In "friendly" challenge matches, Mr. P would knock a kicker to the floor, so they couldn't kick. Or get right up in their faces so they couldn't use distance. In addition to being super bright, he was a smart a$$, which helped him greatly. This same style of making an expert work outside their comfort range was a unique genius he possessed, and encouraged in his students. Unfortunately, most were far too serious to think outside the box, and take some Bugs Bunny approaches to combat (one of his favorite cartoons, he expressed to me on the phone while I was watching sa collection with some friends, was the one where Bugs is in the professional wrestling ring against the Crusher, and keeps thinking up creative ways to work against him).  

Kenpo techniques (and again, this is from Parker) were NEVER MEANT to be used in their entirety. They were simply meant to teach the student how to use their body, so that in an altercation, their creative unsonscious mind would take over and make up a technique on-the-spot that would fit the attack, attacker, environment, and so on. Chapter and verse from II5 I can get, if you insist.

I've stopped posting on many of these things, because so many just don't get it. Trust yourself. That's all. The techniques are not God; they are drills to teach you HOW. But we'll argue to the grave that the drill is only correct with such and such a stance change, or the block done this way instead of that. When the dooky hits the fan, you better darned well be ready to ditch the tech completely, or be ready for pain. Creativity. This is what Mr. Parker tried to foster in his students. The ability to think, followed by the ability to act intuitively.

As for the uke always standing still: Big problem in kenpo training overall. Lets the defender off the hook for proper execution and authority. Paired timing or rythem (sp?) is about getting the uke to react in real time to strikes that penetrate their space, and manipulate their bodies into the positions they should be in (strike manipulation; control manipulation). The first responses in kenpo OUGHT to cancel out an attackers ability to use their next follow-up weapons, as well as forcefullly putting them where they need to be for the next strike or move to have its max impact.

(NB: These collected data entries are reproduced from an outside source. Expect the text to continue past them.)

Issue #702, opened 2017-11-03
Ingress tutorial - route rules are not working 


wstrange:
Following the ingress tutorial at . https://istio.io/docs/tasks/traffic-management/ingress.html 

minikube 0.22.3, running Kube 1.8.0 , istio-0.2.10/

Kube started with: 

minikube start \
--extra-config=apiserver.Authorization.Mode=RBAC \
--extra-config=apiserver.Admission.PluginNames="Initializers,NamespaceLifecycle,LimitRanger,ServiceAccount,DefaultStorageClass,GenericAdmissionWebhook,ResourceQuota"

1) minor problem with namespaces in the example. I had to add -n default to the istioctl commands. 

2) The ingress works OK (I get routed to the page), but the deny rule does not work.. All pages can be accessed, even non /status ones

The side car looks like it was injected OK into the httpbin pod.

wstrange:
Do you want me to refile this under  https://github.com/istio/issues?

rshriram:
Fixed by #796. Fault injection does not work in ingress.

Issue #731, opened 2017-11-23
Istio fault injection routing rule from Ingress


ashth231:
I am trying to get the fault injection abort rule to work from Ingress ( I use traefik on my local minikube)  with my local application. For instance, say Grafana, 

**Service definition:** 
```
apiVersion: v1
kind: Service
metadata:
  name: myhost-grafana
  labels:
    app: grafana
    chart: grafana-0.1.0
    release: foiled-panda
    heritage: Tiller
spec:
  type: ClusterIP
  # type: NodePort
  ports:
    - port: 3000
      targetPort: 3000
      protocol: TCP
      name: grafana
  selector:
    app: grafana
```

**Ingress:**
```
apiVersion: extensions/v1beta1
kind: Ingress
metadata:
  name: myhost-grafana
  labels:
    app: grafana
    chart: grafana-0.1.0
    heritage: Tiller
  annotations:
      0: "map[kubernetes.io/ingress.class:istio]"
      1: "map[kubernetes.io/ingress.class:traefik]"
spec:
  rules:
    - host: "grafana.local"
      http:
        paths:
          - path: /
            backend:
              serviceName: myhost-grafana
              servicePort: 3000
```

**Istio abort rule:**
```
apiVersion: config.istio.io/v1alpha2
kind: RouteRule
metadata:
  name: deny-route
spec:
  destination:
    name: myhost-grafana
  match:
    source:
      labels:
        app: grafana
  precedence: 1
  route:
  - weight: 100
  httpFault:
    abort:
      percent: 100
      httpStatus: 403
```
But all I see when I curl is ,
```
$ curl -I http://grafana.local
HTTP/1.1 200 OK
Content-Type: text/html; charset=UTF-8
Date: Thu, 23 Nov 2017 12:05:47 GMT
Set-Cookie: grafana_sess=195f2cc07373ac95; Path=/; HttpOnly
```

I also tried curl from within the minikube vm with the  endpointIP:port . The output is same. 
May be am missing some configuration. Has someone got this working for your application?  Any help/suggestions would be greatly appreciated.

rshriram:
fixed by #796 .. Fault injection is not available in ingress.

PR #796, opened 2017-12-13
Fix ingress docs

rshriram:


rshriram:
Fixes #702, #731 
Also, @rfevang , we support dots in the paths now. So I removed the gRPC specific workarounds you added. Please let me know if I missed anything.

_docs/tasks/traffic-management/ingress.md
```diff
@@ -58,79 +60,16 @@ rules.
...
-     - weight: 100
-   EOF
-   ```
-  You can use other features of the route rules such as redirects,
-  rewrites, regular expression based match in HTTP headers, websocket
-  upgrades, timeouts, retries, and so on. Please refer to the
-  [routing rules]({{home}}/docs/reference/config/traffic-rules/routing-rules.html)
-  for more details.
-
+   match, specifically a configuration of the form (`prefix: /`).
```
frankbu: specifically a [rule match configuration]({{home}}/docs/reference/config/traffic-rules/routing-rules.html#matchrequest) of the form

_docs/tasks/traffic-management/ingress.md
```diff
@@ -269,107 +210,27 @@ rules.
...
-Ingresses provide gateways for external traffic to enter the Istio service mesh
-and make the traffic management and policy features of Istio available for edge services.
+Ingresses provide gateways for external traffic to enter the Istio service
+mesh and make the traffic management and policy features of Istio available
+for edge services.
+
+The servicePort field in the Ingress specification can take a port number
+(integer) or a name. The port name must follow the Istio port naming
+conventions (e.g., `grpc-*`, `http2-*`, `http-*`, etc.) in order to
+function properly. The name used must match with the port name in the
```
frankbu: must match the port name

_docs/tasks/traffic-management/ingress.md
```diff
@@ -58,79 +60,16 @@ rules.
...
-     route:
-     - weight: 100
-   EOF
-   ```
-  You can use other features of the route rules such as redirects,
-  rewrites, regular expression based match in HTTP headers, websocket
-  upgrades, timeouts, retries, and so on. Please refer to the
-  [routing rules]({{home}}/docs/reference/config/traffic-rules/routing-rules.html)
-  for more details.
-
```
frankbu: When you added the above, you deleted the section from the 0.1 version of the task that showed how routerules work in conjunction with ingress: https://github.com/istio/istio.github.io/blob/release-0.1/_docs/tasks/ingress.md#setting-istio-rules-on-an-edge-service

Maybe now that you're removing it, we should put that part back?

rshriram: Yeah I saw that. I am trying to intentionally not do it, since different aspects of routing rules do not work properly with Ingress.

_docs/tasks/traffic-management/ingress.md
```diff
@@ -269,107 +210,75 @@ rules.
...
+             prefix: /status/ #must match the path specified in ingress spec
+                 # if using prefix paths (/status/.*), omit the .*.
+                 # if using exact match, use exact: /status
      route:
-     - weight: 100
-       destination:
-         name: bar-service
-   EOF      
+     - labels:
+         version: v1
```
frankbu: This won't work because the `httpbin` service has no version labels. Previously I used a timeout rule as the example.

rfevang:
Awesome! Does dots work with a released version (i.e. 0.3.0), or will it be in an upcoming version?

rshriram:
On Thu, Dec 14, 2017 at 9:14 AM Rune Fevang <notifications@github.com>
wrote:

> Awesome! Does dots work with a released version (i.e. 0.3.0), or will it
> be in an upcoming version?
>
i think it should work with 0.3. If not, in next, as we basically decided
to dump regex and just do path and prefix. That allows dots. The code is in
master.

_docs/tasks/traffic-management/ingress.md
rshriram: That was just an example though.. Do you want it to be accurate?

_docs/tasks/traffic-management/ingress.md
```diff
@@ -269,107 +214,78 @@ rules.
...
+conventions (e.g., `grpc-*`, `http2-*`, `http-*`, etc.) in order to
+function properly. The name used must match with the port name in the
+backend service declaration.
 
-In the preceding steps we created a service inside the Istio service mesh and showed how
-to expose both HTTP and HTTPS endpoints of the service to external traffic.
-We also showed how to control the ingress traffic using an Istio route rule.
+In the preceding steps we created a service inside the Istio service mesh
+and showed how to expose both HTTP and HTTPS endpoints of the service to
+external traffic.
```
frankbu: put back: 
We also showed how to control the ingress traffic using an Istio route rule.

PR #809, opened 2017-12-19
Update feature-stages.md

oaktowner:
Improving some phrasing, reordered the tables to have all beta features at the top.


jasminejaksic:
The alpha/beta content needs to be grouped by use-cases and needs to reflect 0.4 release. I will submit a different PR for that. 
Approving and merging this PR because of the changes Dan made to the phase definition.

Issue #802, opened 2017-12-15
Update metrics docs to account for "istio" namespacing


douglas-reid:
As reported on mailing-lists, our docs are now out-of-date with respect to metrics naming in Prometheus. Need to update.

PR #811, opened 2017-12-19
Update Metrics docs to reflect istio_ namespace.

jeffmendoza:
Update to reflect istio/istio#1325

Fixes: #802


jeffmendoza:
cc @douglas-reid

PR #816, opened 2017-12-21
Update attribute description for request.headers for gRPC.

qiwzhang:


qiwzhang:
@geeknoid

wora:
HTTP/2 headers can be binary data while attributes are string map. Do we
have a problem?

qiwzhang:
@wora It is a good point.  We may have to base64 encode the binary header.  Here is the issue to track it.
https://github.com/istio/proxy/issues/749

Doesn't always work out that way, though. And it shouldn't be about him pretending to lose ability based on position: It should be about nage PLACING him in that weakened position through his actions. Most guys wanna whip through their techs so fast, they forget about placement and positioning. Having dummied for Frank at the memorial IKC after Mr. P's death, I can tell you that, when he wants to, he puts you there just fine. As an observer of this tape, he didn't do it even a little bit. At the risk of having Frank beat my hide, rip me a new one, or send an errand boy to skin my cat, the kenpo in this tape is marginal at best...particularly considering how good I know he is. Seen him do better...pretty much every/any time I've seen him. Don't believe me? Go ahead. Push him. See what happens. Let me know.


And yes...Frank knows quite well about the other hand. Boxed for years before and after his involvement in kenpo. But that wasn't what the tape was about.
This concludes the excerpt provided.